> **WHAT THE EXERCISE ASKS**
Scan the entries below for "release" and copy each line that holds it.

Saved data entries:
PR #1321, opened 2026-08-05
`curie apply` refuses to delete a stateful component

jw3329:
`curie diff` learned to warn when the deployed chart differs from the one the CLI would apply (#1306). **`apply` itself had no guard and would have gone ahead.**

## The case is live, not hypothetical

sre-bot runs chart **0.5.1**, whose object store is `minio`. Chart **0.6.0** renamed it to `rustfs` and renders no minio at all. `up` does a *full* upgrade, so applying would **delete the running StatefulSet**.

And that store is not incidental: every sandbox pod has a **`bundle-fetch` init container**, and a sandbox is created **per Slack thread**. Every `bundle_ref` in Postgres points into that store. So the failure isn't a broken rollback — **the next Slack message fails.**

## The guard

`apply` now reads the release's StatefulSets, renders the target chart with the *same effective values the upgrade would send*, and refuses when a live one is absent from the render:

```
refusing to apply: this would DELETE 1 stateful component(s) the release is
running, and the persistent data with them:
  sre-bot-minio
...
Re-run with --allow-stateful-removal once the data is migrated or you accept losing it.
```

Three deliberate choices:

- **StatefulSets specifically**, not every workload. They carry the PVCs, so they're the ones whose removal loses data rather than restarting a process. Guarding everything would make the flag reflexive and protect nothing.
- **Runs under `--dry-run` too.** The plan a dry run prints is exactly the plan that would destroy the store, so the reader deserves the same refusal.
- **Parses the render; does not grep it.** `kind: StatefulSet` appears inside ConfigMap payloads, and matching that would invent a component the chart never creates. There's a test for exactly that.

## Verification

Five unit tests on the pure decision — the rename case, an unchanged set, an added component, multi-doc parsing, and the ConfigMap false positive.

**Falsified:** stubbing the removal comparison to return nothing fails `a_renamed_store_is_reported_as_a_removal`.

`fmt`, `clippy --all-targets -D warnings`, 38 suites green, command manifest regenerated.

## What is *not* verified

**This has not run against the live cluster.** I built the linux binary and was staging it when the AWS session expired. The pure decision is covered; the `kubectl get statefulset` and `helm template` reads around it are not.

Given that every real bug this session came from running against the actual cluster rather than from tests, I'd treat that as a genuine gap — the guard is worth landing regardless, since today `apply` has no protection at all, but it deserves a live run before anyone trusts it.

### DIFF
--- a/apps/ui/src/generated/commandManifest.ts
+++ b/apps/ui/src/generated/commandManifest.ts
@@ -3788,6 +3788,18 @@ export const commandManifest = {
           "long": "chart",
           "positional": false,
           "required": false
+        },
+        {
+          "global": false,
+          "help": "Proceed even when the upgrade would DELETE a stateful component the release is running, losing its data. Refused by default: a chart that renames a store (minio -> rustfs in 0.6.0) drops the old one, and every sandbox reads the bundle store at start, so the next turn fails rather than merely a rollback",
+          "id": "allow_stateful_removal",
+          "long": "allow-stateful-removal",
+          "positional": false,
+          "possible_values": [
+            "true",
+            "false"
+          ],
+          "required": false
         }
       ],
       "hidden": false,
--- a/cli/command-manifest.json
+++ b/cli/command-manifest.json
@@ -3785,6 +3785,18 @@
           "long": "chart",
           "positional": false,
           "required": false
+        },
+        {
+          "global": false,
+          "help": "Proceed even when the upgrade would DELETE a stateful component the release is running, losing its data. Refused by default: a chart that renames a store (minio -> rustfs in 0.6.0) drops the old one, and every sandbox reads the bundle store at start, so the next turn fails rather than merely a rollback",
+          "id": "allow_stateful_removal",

> **WORKED SOLUTION**
`apply` now reads the release's StatefulSets, renders the target chart with the *same effective values the upgrade would send*, and refuses when a live one is absent from the render:
refusing to apply: this would DELETE 1 stateful component(s) the release is
+          "help": "Proceed even when the upgrade would DELETE a stateful component the release is running, losing its data. Refused by default: a chart that renames a store (minio -> rustfs in 0.6.0) drops the old one, and every sandbox reads the bundle store at start, so the next turn fails rather than merely a rollback",
+          "help": "Proceed even when the upgrade would DELETE a stateful component the release is running, losing its data. Refused by default: a chart that renames a store (minio -> rustfs in 0.6.0) drops the old one, and every sandbox reads the bundle store at start, so the next turn fails rather than merely a rollback",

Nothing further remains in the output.